Insufficient Spot Quota (AKS & GKE): Your cloud provider subscription doesn’t have sufficient spot instance quota to provision the required spot nodes. Access your cloud provider and increase the spot nodes quota.
Workload Optimization Postponed to Next Karpenter Consolidation: Optimization waiting for Karpenter consolidation. Learn more on Karpenter docs
Workload cannot run on any Karpenter node pool: The workload cannot run on nodes managed by Karpenter, and therefore optimization cannot be applied. Review your workload and Karpenter configurations to ensure they are compatible.

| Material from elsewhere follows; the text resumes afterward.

PR #157, opened 2018-11-23
Fix accessor tests, and add property_list parameter to syclmalloc

AdamHarries:
This PR fixes a test that was forgotten when travis broke, and adds a `parameter_list` argument to syclmalloc so that we can control allocation (e.g. `use_host_ptr`, `context_bound` etc).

Automate High Number of Workloads for Maximum Value

To achieve optimal cost savings with Spot Optimization, it’s important to automate high number of workloads. This is derived from the Spot Optimization behavior in the different cloud providers:

AWS, Azure with Karpenter: ScaleOps uses preferred affinity for spot-friendly workloads. With only a small number of workloads automated, Karpenter may choose to schedule pods on existing on-demand nodes instead of provisioning new spot nodes, limiting your cost savings potential.

Azure, GCP with Default Cluster Autoscaler: ScaleOps uses required affinity, which forces the cluster autoscaler to provision spot nodes when needed. However, with limited workloads, you may not see a reduction in your total node count - instead, spot nodes are added alongside existing on-demand nodes, increasing your total infrastructure cost.

Frequently Asked Questions

Q: When the workload is automated, the actual amount of replicas on spot is lower than the recommended. Why?

ScaleOps maintains up-to the configured spot percentage, but the actual consolidation to spin up spot nodes depends on several factors. The consolidation process may be delayed if moving pods to spot nodes won’t scale down any On-Demand nodes, or if consolidation is configured to run only during specific time windows.

Another scenario is when Spot nodes are simply not available in your region or availability zone. In this case, if fallback to On-Demand is enabled, ScaleOps will schedule pods on On-Demand nodes to maintain workload availability, resulting in fewer spot replicas than the target percentage.

For more details on specific constraints that might affect optimization, see the Configuration Constraints section in the cloud-specific documentation.

Q: How does ScaleOps manage high availability of the workload?

ScaleOps ensures workload availability through multiple mechanisms:

Replica Management: When applying scheduling rules to enable Spot or On-Demand pod placement, ScaleOps maintains 90% ready replicas before proceeding with any changes. This ensures continuous service availability during the optimization process.

PDB Protection: ScaleOps automatically creates and manages Pod Disruption Budgets to safeguard On-Demand replicas. This prevents infrastructure components from violating the minimum required replicas that must run on On-Demand nodes. When a PDB already exists on a workload, ScaleOps respects the existing PDB instead of creating a new one.

Cloud Provider Support

Currently, Spot Optimization is available for the following cloud providers:

AWS with Karpenter - Full support with Karpenter integration
Available in v1.18.0+
Azure with Karpenter - Full support with Karpenter integration
Available in v1.22.2+
Azure with Cluster Autoscaler - Full support with AKS node pool management
Available in v1.18.8+
GCP with Cluster Autoscaler - Full support with GCP node pool management
Available in v1.19.3+

Each cloud provider may have specific requirements and configurations. Please refer to the cloud-specific documentation for detailed setup instructions.